Cut the rope like it wasn't there. Repeated several times to make sure it wasn't a fluke, and every time it passed right through it. 
Cut through the 2x4 twice without issue, other than it being incredibly uncomfortable and turned in the hand easily without a handle. 
Survived the bend test without any cracking.

So for the final version I'm bringing the fit and finish up to a proper level and adding a handle. Any other advice (for the blade or just in general preparation for the test day)?

 
Posted : 03/11/2024 10:42 pm
Michael Samdahl
Posts: 72
Trusted Member Apprentice Bladesmith
 

Bobby Best,

One of Kyle Royer's Videos on the JS knife make up he mentions using a 550 cord handle. I believe it is not against the rules and it is one that is quite comfortable from personal experience in consistent striking (Cutting 2x4) etc. I was told the same thing on the freehand grind requirement, I guess it is possible for the MS to possibly require proof that you can grind without the use of a jig or tool similar to the "Supplemental Test" Requirement for "forging a blade of any style". I have also read that having a minimum 220 finish will help keep the possibility of anyone thinking a scratch is a crack from happening.

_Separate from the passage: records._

PR #1044, opened 2022-06-07
Submit without specifying files

### LINKED ISSUE #991: Allow submitting solution without specifying files
One of the most requested features for the CLI is to be able to submit a solution without having to explicitly specify the files to submit. With Exercism v3, each exercise will have a `.meta/config.json` file (see https://github.com/exercism/docs/blob/main/building/tracks/concept-exercises.md#file-metaconfigjson and https://github.com/exercism/docs/blob/main/building/tracks/practice-exercises.md#file-metaconfigjson). This file contains a `files` property with a nested a `solution` string array property. The values in the `solution` array are the names of the files that the student should work on. In other words: these file names can be used to determine the files that should be submitted, provided no files were specified by the student.

As an example, consider the following `.meta/config.json` file:

```json
{
  "files": {
    "solution": ["Lasagna.fs"],
    "test": ["LasagnaTests.fs"],
    "exemplar": [".meta/Exemplar.fs"]
  }
}
```

If the student runs `exercism submit` (no file names specified), the CLI should then interpret this as if the student ran `exercism submit Lasagna.fs`.

Note that if a student _does_ specify files, the CLI should use those and ignore the `.meta/config.json` file.

Also note that the `solution` property is an array, so it can contain multiple files (which should all be submitted).

andrerfcsantos:
Fixes #991

Adds the possibility of submitting without specifying files, with the "algorithm" specified in https://github.com/exercism/cli/issues/991#issuecomment-939768772

Other than the tests in the PR, I also tried to submit solutions using this version of the program, including messing up the exercise directory and everything went as expected :)

### DIFF
--- a/cmd/submit.go
+++ b/cmd/submit.go
@@ -26,7 +26,6 @@ var submitCmd = &cobra.Command{
 
     Call the command with the list of files you want to submit.
 `,
-	Args: cobra.MinimumNArgs(1),
 	RunE: func(cmd *cobra.Command, args []string) error {
 		cfg := config.NewConfig()
 
@@ -44,6 +43,14 @@ var submitCmd = &cobra.Command{
 		v.SetConfigType("json")
 		// Ignore error. If the file doesn't exist, that is fine.
 		_ = v.ReadInConfig()
+
+		if len(args) == 0 {
+			files, err := getExerciseSolutionFiles(".")
+			if err != nil {
+				return err
+			}
+			args = files
+		}
 
 		return runSubmit(cfg, cmd.Flags(), args)
 	},
@@ -112,6 +119,23 @@ func runSubmit(cfg config.Config, flags *pflag.FlagSet, args []string) error {
 
 	ctx.printResult(metadata)
 	return nil
+}
+
+func getExerciseSolutionFiles(baseDir string) ([]string, error) {
+	v := viper.New()
+	v.AddConfigPath(filepath.Join(baseDir, ".exercism"))
+	v.SetConfigName("config")
+	v.SetConfigType("json")
+	err := v.ReadInConfig()
+	if err != nil {
+		return nil, errors.New("no files to submit")
+	}
+	solutionFiles := v.GetStringSlice("files.solution")
+	if len(solutionFiles) == 0 {
+		return nil, errors.New("no files to submit")
+	}
+
+	return solutionFiles, nil
 }
 
 type submitCmdContext struct {
--- a/cmd/submit_test.go
+++ b/cmd/submit_test.go
@@ -108,6 +108,45 @@ func TestSubmitExerciseWithoutMetadataFile(t *testing.T) {
 	}
 }
 
+func TestGetExerciseSolutionFiles(t *testing.T) {
+
+	tmpDir, err := ioutil.TempDir("", "dir-with-no-metadata")
+	defer os.RemoveAll(tmpDir)
+	assert.NoError(t, err)
+
+	_, err = getExerciseSolutionFiles(tmpDir)
+	if assert.Error(t, err) {
+		assert.Regexp(t, "no files to submit", err.Error())
+	}
+
+	validTmpDir, err := ioutil.TempDir("", "dir-with-valid-metadata")
+	defer os.RemoveAll(validTmpDir)
+	assert.NoError(t, err)
+
+	metadataDir := filepath.Join(validTmpDir, ".exercism")
+	err = os.MkdirAll(metadataDir, os.FileMode(0755))
+	assert.NoError(t, err)
+
+	err = ioutil.WriteFile(
+		filepath.Join(metadataDir, "config.json"),
+		[]byte(`
+{
+	"files": {
+		"solution": [
+		  "expenses.go"
+		]
+  	}
+}
+`), os.FileMode(0755))
+	assert.NoError(t, err)
+
+	files, err := getExerciseSolutionFiles(validTmpDir)
+	assert.NoError(t, err)
+	if assert.Equal(t, len(files), 1) {
+		assert.Equal(t, files[0], "expenses.go")
+	}
+}
+
 func TestSubmitFilesAndDir(t *testing.T) {
 	tmpDir, err := ioutil.TempDir("", "submit-no-such-file")
 	defer os.RemoveAll(tmpDir)


asarkar:
This PR seems to assume the current directory is an exercise directory. As a student, I’ve build and submit my projects from the workspace root, not from individual exercises. I should be able to do `exercism submit <exercise_dir>` from anywhere, since the CLI already knows the workspace path.

andrerfcsantos:
This PR does assume that.

I sympathize with your use case, but I think allowing directories should probably be discussed better outside this PR. The idea here is to allow to submit files without specifying anything. Allowing directories should be another feature and a separate discussion as the CLI currently explicitly disallows them.

asarkar:
I don’t think it is “my use case” as much as it is convenience and common sense. If the point of this PR is to improve user experience, adding an additional step of going in the directory is anything but. If the goal of this PR is to reduce user error due to missing files, that is not achieved either because they may submit from a wrong working directory.
Without directory support, all this PR does is help close a ticket, not help a student.

cmd/submit.go
```diff
@@ -114,6 +121,23 @@ func runSubmit(cfg config.Config, flags *pflag.FlagSet, args []string) error {
 	return nil
 }
 
+func getExerciseSolutionFiles(baseDir string) ([]string, error) {
+	v := viper.New()
+	v.AddConfigPath(filepath.Join(baseDir, ".exercism"))
```
coriolinus, line 126: Pretty sure it's now `.meta`, not `.exercism`.

andrerfcsantos: It's `.meta/config.json` in the tracks repositories, but gets downloaded to `.exercism/config.json` when the student downloads the exercise.

andrerfcsantos: It makes sense to have the `.meta` folder in the test runner because like Erik says there, it is a copy of the exercise from the repository and in the repository the folder is `.meta`.

But locally on the student's computer it is `.exercism`:

https://github.com/exercism/cli/blob/fbd552b334235d4537d55af45331107c3ad09c12/workspace/exercise_metadata.go#L15-L17

coriolinus: Pretty sure this convo can be marked as resolved; I just don't have any permissions in this repo.

cmd/submit.go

Triple check your measurements on the knife. I have been told by a couple folks that any requirement miss is a trip home, so some folks have taken a 1/4 inch back from the maximum in each category.

"While not a part of the formal test, the applicant is strongly encouraged to bring several finished knives for the Master Smith to inspect for quality of workmanship, fit, finish, design, etc. The feedback from the Master Smith is intended to help the applicant better evaluate if the quality of his/her work (design, detail, finish, etc.) is likely to meet the criteria of the ABS Judging Panel at the annual show." I would definitely plan on bringing the best you have produced, a notepad, and some thick skin. The more you get beat up sooner, the more you can gauge your expectations.

I am not a cert smith (praying to make it), but this is the best article I have read on the test. But I would say the more you read and understand for the test the better. No one goes home sad from being overprepared.

https://www.caffreyknives.net/abs_perf_test_art.html

https://www.caffreyknives.net/js_test_blade_art.html

It looks like you are going through the data methodically, good job!

Respectfully
Michael

 
Posted : 04/11/2024 5:57 pm
Matthew Parkinson
Posts: 549
Honorable Member Journeyman Bladesmith (5yr)
 

flair the butt of the handle it will make that safer to use. you also need a lanyard attachment point.

MP 

 
Posted : 05/11/2024 7:56 am
Bobby Best
Posts: 27
Eminent Member Apprentice Bladesmith
Topic starter
 

Excellent advice, thank y'all!

I've got some paracord on order to try out. I will be forging my final version tonight which will be just a smidge smaller to be safe on the measurements, include a lanyard hole, and have a flared out portion for safer use.